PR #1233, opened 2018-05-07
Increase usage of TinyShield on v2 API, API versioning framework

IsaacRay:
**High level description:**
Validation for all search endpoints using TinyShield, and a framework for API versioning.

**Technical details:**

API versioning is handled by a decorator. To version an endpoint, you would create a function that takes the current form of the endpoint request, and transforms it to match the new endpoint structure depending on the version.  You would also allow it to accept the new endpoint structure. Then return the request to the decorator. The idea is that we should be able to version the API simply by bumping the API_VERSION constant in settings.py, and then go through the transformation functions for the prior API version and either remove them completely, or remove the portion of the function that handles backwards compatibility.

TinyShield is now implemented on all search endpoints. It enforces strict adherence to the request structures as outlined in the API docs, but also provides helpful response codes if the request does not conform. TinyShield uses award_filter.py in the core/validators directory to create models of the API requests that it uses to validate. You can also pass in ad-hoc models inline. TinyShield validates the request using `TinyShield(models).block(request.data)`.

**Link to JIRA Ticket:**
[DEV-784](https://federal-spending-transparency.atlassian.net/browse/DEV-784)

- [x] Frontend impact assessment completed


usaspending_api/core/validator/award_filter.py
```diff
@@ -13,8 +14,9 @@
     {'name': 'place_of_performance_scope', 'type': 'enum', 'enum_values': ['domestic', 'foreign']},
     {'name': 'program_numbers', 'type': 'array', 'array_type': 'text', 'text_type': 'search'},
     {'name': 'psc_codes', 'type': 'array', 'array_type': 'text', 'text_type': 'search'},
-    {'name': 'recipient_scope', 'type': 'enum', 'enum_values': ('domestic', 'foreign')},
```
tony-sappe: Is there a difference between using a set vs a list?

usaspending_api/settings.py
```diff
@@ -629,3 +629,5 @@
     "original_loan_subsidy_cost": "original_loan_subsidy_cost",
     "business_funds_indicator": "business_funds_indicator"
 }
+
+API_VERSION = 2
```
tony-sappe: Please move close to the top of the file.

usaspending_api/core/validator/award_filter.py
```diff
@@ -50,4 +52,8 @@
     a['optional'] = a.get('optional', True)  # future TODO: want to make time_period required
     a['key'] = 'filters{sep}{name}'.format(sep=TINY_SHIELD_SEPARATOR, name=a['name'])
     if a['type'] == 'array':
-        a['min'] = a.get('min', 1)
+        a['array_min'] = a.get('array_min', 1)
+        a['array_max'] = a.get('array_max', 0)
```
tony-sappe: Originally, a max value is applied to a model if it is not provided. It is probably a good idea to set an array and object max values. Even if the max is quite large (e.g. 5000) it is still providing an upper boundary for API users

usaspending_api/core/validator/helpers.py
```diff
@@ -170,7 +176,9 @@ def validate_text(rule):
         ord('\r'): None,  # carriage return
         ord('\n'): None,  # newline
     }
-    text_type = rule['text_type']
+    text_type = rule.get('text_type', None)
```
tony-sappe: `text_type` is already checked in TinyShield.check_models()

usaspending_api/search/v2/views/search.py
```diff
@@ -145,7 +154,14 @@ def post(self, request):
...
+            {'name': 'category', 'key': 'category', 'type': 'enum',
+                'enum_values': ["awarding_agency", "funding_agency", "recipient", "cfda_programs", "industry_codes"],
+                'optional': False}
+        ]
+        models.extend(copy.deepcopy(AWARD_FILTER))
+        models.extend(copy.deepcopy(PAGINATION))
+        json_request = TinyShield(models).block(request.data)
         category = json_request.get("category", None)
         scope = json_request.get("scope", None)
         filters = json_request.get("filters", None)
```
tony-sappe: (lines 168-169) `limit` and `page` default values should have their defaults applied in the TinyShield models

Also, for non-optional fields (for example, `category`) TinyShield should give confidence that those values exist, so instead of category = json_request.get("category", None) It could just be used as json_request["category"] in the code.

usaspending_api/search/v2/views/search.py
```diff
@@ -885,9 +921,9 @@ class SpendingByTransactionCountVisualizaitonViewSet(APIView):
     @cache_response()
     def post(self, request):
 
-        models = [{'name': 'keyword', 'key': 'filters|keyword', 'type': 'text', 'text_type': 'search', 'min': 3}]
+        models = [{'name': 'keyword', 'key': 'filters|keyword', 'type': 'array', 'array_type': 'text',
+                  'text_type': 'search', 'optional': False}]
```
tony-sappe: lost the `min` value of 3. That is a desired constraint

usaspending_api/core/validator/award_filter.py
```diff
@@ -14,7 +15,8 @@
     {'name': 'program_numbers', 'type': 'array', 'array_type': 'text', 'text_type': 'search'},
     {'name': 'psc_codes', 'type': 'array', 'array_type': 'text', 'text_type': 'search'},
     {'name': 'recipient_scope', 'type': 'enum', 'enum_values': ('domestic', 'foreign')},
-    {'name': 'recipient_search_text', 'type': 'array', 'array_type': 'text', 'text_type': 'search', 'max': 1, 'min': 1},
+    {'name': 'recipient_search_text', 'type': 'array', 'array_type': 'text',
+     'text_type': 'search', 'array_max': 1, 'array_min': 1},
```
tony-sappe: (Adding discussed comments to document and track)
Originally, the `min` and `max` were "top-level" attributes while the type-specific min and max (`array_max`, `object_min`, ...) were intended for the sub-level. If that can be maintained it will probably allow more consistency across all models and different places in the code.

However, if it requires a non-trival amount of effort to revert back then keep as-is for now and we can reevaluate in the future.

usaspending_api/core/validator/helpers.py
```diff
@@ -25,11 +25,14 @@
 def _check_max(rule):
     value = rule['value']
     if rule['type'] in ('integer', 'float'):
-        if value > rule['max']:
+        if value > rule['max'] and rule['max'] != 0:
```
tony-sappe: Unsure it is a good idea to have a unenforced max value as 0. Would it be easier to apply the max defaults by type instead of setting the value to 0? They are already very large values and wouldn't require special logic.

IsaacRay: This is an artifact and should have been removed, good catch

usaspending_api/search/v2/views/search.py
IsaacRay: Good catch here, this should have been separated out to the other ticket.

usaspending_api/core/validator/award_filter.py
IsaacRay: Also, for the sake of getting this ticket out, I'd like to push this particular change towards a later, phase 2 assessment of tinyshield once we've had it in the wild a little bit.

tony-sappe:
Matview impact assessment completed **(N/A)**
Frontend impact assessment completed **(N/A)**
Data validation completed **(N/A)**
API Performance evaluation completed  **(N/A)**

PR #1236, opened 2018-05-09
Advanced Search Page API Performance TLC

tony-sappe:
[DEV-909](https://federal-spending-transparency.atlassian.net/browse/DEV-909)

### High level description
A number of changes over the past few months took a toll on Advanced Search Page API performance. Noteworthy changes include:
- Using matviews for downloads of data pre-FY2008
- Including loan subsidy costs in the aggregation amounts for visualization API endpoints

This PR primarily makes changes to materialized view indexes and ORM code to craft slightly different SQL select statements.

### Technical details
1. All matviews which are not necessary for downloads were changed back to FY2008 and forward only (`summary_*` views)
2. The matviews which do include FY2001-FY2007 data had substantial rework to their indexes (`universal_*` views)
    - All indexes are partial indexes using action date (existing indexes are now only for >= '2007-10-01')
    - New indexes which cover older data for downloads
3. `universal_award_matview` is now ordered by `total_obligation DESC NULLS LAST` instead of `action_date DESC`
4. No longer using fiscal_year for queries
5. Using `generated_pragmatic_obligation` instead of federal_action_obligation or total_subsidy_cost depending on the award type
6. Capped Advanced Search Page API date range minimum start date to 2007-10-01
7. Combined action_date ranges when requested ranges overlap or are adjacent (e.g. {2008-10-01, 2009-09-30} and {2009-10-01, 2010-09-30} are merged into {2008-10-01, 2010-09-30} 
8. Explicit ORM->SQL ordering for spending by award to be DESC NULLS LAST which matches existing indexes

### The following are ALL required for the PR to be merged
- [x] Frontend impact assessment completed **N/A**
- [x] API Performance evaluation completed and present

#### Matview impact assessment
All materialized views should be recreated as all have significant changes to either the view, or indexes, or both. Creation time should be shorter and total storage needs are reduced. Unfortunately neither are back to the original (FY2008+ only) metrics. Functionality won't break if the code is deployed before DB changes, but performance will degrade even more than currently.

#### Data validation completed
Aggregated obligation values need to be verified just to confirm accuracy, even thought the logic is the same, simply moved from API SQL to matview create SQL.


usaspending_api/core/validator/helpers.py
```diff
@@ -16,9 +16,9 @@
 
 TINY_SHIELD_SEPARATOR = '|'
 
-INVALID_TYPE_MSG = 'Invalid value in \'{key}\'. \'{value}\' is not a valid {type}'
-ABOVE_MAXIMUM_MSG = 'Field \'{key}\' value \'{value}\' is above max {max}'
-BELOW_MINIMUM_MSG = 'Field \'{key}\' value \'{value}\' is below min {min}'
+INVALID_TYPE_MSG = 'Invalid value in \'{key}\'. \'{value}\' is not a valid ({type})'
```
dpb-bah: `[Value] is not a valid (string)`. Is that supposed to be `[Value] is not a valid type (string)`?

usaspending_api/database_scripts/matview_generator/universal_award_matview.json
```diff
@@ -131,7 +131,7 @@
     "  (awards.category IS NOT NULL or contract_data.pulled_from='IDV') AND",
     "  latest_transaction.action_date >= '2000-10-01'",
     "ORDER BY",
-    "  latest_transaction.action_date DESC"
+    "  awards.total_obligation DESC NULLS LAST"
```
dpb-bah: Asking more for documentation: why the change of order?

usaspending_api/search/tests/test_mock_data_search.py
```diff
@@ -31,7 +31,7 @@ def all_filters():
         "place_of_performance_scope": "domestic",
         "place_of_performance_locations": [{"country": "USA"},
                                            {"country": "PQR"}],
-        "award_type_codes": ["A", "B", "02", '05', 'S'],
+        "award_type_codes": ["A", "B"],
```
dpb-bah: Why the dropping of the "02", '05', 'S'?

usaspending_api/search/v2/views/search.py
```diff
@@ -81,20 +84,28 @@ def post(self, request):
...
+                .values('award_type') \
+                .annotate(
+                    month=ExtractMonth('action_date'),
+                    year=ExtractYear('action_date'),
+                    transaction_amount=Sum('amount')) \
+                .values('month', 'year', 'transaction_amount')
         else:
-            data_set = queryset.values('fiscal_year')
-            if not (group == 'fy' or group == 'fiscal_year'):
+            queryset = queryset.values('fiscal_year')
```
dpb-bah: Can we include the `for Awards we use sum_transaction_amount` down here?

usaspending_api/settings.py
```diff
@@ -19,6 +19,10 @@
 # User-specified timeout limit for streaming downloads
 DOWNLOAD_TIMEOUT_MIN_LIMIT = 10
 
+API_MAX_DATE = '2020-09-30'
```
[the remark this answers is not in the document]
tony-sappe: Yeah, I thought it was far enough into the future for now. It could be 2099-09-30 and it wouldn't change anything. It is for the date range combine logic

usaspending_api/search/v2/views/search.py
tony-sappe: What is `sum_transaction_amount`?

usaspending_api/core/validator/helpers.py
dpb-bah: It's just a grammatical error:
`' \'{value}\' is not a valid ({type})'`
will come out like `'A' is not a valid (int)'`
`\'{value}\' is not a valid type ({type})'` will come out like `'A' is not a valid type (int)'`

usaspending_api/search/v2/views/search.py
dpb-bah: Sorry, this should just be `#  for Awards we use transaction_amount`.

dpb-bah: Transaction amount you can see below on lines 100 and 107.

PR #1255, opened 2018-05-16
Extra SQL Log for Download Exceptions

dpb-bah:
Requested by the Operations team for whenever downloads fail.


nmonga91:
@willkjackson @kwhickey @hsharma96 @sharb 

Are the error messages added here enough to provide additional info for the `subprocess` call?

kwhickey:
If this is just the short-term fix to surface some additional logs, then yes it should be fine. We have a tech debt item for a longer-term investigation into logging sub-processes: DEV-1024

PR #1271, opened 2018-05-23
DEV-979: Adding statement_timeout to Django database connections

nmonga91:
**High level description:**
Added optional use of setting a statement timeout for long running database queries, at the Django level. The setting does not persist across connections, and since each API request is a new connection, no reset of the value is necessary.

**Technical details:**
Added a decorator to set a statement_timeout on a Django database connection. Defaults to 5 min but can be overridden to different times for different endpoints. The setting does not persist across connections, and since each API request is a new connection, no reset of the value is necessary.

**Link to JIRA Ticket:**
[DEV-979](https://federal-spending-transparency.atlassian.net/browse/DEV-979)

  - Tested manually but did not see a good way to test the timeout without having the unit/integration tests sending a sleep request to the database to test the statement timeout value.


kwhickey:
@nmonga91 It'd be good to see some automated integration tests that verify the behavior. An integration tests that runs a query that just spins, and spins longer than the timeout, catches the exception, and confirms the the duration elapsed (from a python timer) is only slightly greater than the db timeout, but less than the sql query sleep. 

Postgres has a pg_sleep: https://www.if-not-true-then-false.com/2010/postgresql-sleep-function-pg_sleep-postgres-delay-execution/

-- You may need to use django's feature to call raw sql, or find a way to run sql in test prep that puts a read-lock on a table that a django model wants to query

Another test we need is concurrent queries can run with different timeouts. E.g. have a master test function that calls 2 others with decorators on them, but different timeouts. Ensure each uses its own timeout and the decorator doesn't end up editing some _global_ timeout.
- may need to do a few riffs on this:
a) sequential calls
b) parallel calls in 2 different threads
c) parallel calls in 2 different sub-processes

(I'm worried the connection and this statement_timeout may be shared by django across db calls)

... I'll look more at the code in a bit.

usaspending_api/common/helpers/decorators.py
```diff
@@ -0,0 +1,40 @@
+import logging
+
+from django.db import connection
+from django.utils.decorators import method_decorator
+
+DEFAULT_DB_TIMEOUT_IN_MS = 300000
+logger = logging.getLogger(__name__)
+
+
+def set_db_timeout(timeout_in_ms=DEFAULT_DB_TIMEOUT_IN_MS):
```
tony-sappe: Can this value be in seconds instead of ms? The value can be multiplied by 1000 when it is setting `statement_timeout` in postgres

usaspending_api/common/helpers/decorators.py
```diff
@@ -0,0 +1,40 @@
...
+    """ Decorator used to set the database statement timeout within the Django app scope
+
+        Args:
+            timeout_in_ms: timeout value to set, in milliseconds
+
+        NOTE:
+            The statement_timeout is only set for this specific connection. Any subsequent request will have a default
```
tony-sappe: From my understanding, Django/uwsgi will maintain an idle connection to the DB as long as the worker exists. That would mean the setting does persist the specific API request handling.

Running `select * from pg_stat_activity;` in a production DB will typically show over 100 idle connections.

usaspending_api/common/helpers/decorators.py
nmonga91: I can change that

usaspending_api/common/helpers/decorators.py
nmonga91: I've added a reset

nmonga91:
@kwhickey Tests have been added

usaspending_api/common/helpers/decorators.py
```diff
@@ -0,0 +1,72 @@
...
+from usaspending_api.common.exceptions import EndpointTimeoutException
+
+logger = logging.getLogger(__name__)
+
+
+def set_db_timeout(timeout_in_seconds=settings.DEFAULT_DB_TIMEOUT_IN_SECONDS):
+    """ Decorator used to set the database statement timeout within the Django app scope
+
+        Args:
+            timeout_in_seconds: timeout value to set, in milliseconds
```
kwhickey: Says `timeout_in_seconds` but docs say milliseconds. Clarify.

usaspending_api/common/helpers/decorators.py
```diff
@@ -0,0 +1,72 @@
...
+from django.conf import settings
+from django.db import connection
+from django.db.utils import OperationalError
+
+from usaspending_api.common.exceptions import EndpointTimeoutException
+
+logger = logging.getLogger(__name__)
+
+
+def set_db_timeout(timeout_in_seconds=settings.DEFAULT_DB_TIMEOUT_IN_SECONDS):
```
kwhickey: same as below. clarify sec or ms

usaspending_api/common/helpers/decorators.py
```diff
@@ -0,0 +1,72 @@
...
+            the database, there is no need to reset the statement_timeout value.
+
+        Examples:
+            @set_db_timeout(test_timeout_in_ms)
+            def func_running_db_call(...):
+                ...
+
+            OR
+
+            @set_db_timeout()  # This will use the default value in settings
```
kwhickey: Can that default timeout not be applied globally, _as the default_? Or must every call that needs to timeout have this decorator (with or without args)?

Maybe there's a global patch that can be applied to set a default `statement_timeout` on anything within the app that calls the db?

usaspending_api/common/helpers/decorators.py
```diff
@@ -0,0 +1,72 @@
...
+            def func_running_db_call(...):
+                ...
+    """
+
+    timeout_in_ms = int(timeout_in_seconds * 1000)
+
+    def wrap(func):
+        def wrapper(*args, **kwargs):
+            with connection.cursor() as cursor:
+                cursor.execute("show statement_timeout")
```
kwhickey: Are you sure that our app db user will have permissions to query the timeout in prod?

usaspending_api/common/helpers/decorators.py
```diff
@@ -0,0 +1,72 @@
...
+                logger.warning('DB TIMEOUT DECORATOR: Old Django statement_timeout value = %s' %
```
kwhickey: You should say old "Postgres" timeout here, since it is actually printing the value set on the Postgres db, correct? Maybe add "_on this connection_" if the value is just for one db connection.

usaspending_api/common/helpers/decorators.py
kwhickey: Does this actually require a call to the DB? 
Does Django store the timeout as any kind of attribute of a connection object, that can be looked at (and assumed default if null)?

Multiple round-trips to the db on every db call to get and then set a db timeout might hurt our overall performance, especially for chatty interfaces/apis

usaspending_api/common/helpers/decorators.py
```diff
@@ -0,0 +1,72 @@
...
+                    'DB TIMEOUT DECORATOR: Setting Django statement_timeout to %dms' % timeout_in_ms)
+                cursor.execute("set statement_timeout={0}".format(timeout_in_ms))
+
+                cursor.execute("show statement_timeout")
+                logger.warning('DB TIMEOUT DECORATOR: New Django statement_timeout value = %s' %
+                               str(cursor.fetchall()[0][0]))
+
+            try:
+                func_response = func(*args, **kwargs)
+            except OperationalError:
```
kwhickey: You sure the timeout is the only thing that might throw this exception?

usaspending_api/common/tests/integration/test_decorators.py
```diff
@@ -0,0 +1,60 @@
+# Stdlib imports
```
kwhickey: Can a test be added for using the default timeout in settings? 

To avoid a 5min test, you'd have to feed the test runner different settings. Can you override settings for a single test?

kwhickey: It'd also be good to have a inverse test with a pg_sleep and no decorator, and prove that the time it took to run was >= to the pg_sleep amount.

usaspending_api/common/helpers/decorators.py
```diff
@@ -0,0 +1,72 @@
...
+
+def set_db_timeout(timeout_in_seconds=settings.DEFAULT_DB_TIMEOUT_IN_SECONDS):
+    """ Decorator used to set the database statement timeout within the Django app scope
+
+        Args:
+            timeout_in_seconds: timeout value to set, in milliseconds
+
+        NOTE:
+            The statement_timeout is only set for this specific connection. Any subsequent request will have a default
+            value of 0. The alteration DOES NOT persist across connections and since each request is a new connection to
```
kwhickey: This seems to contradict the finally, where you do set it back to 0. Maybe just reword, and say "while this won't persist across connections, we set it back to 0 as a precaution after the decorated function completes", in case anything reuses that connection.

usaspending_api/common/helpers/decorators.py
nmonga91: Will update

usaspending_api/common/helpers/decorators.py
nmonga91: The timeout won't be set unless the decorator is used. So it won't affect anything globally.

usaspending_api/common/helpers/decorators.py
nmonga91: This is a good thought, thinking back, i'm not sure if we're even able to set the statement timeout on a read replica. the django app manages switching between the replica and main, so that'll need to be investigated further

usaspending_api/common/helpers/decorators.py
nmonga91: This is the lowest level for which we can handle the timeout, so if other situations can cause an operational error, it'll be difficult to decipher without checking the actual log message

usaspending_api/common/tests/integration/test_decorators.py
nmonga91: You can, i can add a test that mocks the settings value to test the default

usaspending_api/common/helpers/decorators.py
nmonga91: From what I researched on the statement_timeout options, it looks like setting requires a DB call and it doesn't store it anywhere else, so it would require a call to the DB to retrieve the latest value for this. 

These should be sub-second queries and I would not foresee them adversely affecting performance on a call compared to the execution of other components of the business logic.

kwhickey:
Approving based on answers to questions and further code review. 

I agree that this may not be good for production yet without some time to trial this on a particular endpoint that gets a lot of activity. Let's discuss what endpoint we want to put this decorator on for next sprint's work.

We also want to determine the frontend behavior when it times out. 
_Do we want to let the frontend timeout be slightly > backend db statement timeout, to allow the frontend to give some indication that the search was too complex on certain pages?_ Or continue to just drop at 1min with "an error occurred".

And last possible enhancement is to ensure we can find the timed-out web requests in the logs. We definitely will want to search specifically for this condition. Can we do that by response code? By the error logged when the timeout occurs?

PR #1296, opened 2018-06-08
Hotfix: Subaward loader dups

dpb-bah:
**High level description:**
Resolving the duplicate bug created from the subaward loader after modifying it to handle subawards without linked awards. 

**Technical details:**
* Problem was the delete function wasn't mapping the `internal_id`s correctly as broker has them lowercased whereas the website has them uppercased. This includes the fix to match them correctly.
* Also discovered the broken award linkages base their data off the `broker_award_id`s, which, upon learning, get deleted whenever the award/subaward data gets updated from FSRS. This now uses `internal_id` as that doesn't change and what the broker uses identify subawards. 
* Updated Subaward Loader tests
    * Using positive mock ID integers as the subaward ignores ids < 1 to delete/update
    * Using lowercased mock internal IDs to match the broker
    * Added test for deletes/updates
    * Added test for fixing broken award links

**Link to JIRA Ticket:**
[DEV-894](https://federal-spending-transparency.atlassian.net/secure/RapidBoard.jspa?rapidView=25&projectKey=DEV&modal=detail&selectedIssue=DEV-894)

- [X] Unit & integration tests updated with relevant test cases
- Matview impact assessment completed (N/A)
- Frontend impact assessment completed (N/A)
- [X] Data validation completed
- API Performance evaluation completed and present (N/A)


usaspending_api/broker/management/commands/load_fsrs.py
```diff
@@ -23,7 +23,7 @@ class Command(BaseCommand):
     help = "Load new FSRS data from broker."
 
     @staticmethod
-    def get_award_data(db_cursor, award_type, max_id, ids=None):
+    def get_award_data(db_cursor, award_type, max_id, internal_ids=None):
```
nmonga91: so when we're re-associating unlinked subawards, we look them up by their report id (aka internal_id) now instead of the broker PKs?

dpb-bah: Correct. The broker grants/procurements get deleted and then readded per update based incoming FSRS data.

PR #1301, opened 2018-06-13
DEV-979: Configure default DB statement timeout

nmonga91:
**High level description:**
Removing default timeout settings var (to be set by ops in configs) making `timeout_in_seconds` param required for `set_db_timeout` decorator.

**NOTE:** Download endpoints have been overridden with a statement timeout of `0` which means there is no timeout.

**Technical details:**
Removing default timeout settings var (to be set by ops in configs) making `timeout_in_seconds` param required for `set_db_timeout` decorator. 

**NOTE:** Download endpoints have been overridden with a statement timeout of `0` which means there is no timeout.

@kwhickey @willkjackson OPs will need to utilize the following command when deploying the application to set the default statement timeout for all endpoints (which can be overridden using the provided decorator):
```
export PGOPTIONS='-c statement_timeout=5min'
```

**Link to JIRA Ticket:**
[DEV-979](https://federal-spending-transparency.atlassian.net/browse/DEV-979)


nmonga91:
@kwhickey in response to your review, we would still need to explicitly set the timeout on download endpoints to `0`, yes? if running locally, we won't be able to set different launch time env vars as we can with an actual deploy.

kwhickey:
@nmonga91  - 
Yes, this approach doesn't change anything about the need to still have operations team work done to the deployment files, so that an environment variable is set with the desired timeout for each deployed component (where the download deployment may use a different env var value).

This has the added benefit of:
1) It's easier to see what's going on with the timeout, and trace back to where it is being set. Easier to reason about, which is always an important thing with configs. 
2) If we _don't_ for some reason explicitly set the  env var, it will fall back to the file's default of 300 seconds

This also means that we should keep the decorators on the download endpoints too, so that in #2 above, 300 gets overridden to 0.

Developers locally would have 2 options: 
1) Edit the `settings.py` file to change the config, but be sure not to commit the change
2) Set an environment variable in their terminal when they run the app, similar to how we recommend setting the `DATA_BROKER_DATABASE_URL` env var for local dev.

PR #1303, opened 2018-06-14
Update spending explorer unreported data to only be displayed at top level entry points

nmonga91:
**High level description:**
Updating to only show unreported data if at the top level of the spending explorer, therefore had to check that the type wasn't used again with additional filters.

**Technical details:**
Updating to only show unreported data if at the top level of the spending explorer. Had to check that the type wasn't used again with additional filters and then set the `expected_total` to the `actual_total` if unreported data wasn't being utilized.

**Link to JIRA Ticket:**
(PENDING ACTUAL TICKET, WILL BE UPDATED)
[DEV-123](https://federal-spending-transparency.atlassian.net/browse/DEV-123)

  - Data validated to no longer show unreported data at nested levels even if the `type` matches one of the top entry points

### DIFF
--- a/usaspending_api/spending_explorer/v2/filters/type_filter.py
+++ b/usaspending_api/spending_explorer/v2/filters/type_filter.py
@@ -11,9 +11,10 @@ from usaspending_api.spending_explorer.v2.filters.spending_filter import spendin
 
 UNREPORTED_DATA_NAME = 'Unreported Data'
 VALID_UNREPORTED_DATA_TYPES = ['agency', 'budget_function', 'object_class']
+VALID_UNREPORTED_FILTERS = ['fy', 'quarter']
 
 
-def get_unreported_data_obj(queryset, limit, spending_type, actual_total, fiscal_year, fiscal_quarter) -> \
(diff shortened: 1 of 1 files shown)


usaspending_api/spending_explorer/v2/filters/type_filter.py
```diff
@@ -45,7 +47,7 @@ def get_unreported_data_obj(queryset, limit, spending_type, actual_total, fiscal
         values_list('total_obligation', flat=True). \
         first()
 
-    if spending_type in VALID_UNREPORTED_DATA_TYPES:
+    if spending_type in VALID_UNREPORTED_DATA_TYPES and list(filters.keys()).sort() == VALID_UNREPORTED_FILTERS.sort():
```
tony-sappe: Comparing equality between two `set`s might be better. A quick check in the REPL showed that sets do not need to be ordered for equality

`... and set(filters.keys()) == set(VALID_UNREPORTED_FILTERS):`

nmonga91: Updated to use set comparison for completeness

========================================================================

__Work instructions__.
Out of the preceding entries, pull every line containing the string "more".

__Response to this exercise__.
Originally, the `min` and `max` were "top-level" attributes while the type-specific min and max (`array_max`, `object_min`, ...) were intended for the sub-level. If that can be maintained it will probably allow more consistency across all models and different places in the code.
All materialized views should be recreated as all have significant changes to either the view, or indexes, or both. Creation time should be shorter and total storage needs are reduced. Unfortunately neither are back to the original (FY2008+ only) metrics. Functionality won't break if the code is deployed before DB changes, but performance will degrade even more than currently.
dpb-bah: Asking more for documentation: why the change of order?
... I'll look more at the code in a bit.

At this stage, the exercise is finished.